EXERCISE DATA: Begin
PR #30157, opened 2022-03-10
NullBean check in ApplicationContextAssert.doesNotHaveBean(String)

deadeuzesse:
getApplicationContext().getBean(name) may return a org.springframework.beans.factory.support.NullBean bean and does not throw the expected NoSuchBeanDefinitionException that validates the assertion. However, this NullBean is not meant to be, therefore it must be checked prior throwing the assertion error.

### DIFF
--- a/spring-boot-project/spring-boot-test/src/main/java/org/springframework/boot/test/context/assertj/ApplicationContextAssert.java
+++ b/spring-boot-project/spring-boot-test/src/main/java/org/springframework/boot/test/context/assertj/ApplicationContextAssert.java
@@ -198,7 +198,8 @@ public class ApplicationContextAssert<C extends ApplicationContext>
 		}
 		try {
 			Object bean = getApplicationContext().getBean(name);
-			throwAssertionError(new BasicErrorMessageFactory(
+			if(!bean.equals(null))
+				throwAssertionError(new BasicErrorMessageFactory(
 					"%nExpecting:%n <%s>%nnot to have a bean of name:%n <%s>%nbut found:%n <%s>",
 					getApplicationContext(), name, bean));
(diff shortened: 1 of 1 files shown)


snicoll:
@deadeuzesse thanks for the PR but throwing `NoSuchBeanDefinitionException` would be wrong as the bean definition actually exists (the instance is `null`). Can you expand a bit more on the use case? The lack of additional tests in the PR doesn't help from that perspective.

deadeuzesse:
Indeed, point is not to throw a NoSuchBeanDefinitionException since the bean does exists. 
I don't know why the applicationContext contains such bean.
The point is the bean is of type [org.springframework.beans.factory.support.NullBean](https://github.com/spring-projects/spring-framework/blob/main/spring-beans/src/main/java/org/springframework/beans/factory/support/NullBean.java) is not meant to be available:
Initial commit : https://github.com/spring-projects/spring-framework/commit/b94302b5bde7475b9926dacb9fb69f3c8c894444 

According to that, when I assert my context, I expected they won't be available, that's why i considered the ApplicationContextAssert.doesNotHaveBean(String) should have managed such case.

For now i'm using this convolution, it's a bit sad but it works
`// NullBean convolution
  Object myBean= context.getBean("myBean");
  assertTrue(myBean.equals(null)); // that's a NullBean -_-'
`

wilkinsona:
I don't think we should make this change. The context does contain a bean with the requested name so asserting it does not should fail as it currently does. This behaviour is particularly important with `@ConditionalOnMissingBean` and `@ConditionalOnBean` because a bean definition with a `null` value will still affect the matching of those conditions. Thanks anyway.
EXERCISE DATA: End
YOUR INSTRUCTIONS: The answer must be the same records, repeated exactly and in full.

ANSWER SECTION:
PR #30157, opened 2022-03-10
NullBean check in ApplicationContextAssert.doesNotHaveBean(String)

deadeuzesse:
getApplicationContext().getBean(name) may return a org.springframework.beans.factory.support.NullBean bean and does not throw the expected NoSuchBeanDefinitionException that validates the assertion. However, this NullBean is not meant to be, therefore it must be checked prior throwing the assertion error.

### DIFF
--- a/spring-boot-project/spring-boot-test/src/main/java/org/springframework/boot/test/context/assertj/ApplicationContextAssert.java
+++ b/spring-boot-project/spring-boot-test/src/main/java/org/springframework/boot/test/context/assertj/ApplicationContextAssert.java
@@ -198,7 +198,8 @@ public class ApplicationContextAssert<C extends ApplicationContext>
 		}
 		try {
 			Object bean = getApplicationContext().getBean(name);
-			throwAssertionError(new BasicErrorMessageFactory(
+			if(!bean.equals(null))
+				throwAssertionError(new BasicErrorMessageFactory(
 					"%nExpecting:%n <%s>%nnot to have a bean of name:%n <%s>%nbut found:%n <%s>",
 					getApplicationContext(), name, bean));
(diff shortened: 1 of 1 files shown)


snicoll:
@deadeuzesse thanks for the PR but throwing `NoSuchBeanDefinitionException` would be wrong as the bean definition actually exists (the instance is `null`). Can you expand a bit more on the use case? The lack of additional tests in the PR doesn't help from that perspective.

deadeuzesse:
Indeed, point is not to throw a NoSuchBeanDefinitionException since the bean does exists. 
I don't know why the applicationContext contains such bean.
The point is the bean is of type [org.springframework.beans.factory.support.NullBean](https://github.com/spring-projects/spring-framework/blob/main/spring-beans/src/main/java/org/springframework/beans/factory/support/NullBean.java) is not meant to be available:
Initial commit : https://github.com/spring-projects/spring-framework/commit/b94302b5bde7475b9926dacb9fb69f3c8c894444 

According to that, when I assert my context, I expected they won't be available, that's why i considered the ApplicationContextAssert.doesNotHaveBean(String) should have managed such case.

For now i'm using this convolution, it's a bit sad but it works
`// NullBean convolution
  Object myBean= context.getBean("myBean");
  assertTrue(myBean.equals(null)); // that's a NullBean -_-'
`

wilkinsona:
I don't think we should make this change. The context does contain a bean with the requested name so asserting it does not should fail as it currently does. This behaviour is particularly important with `@ConditionalOnMissingBean` and `@ConditionalOnBean` because a bean definition with a `null` value will still affect the matching of those conditions. Thanks anyway.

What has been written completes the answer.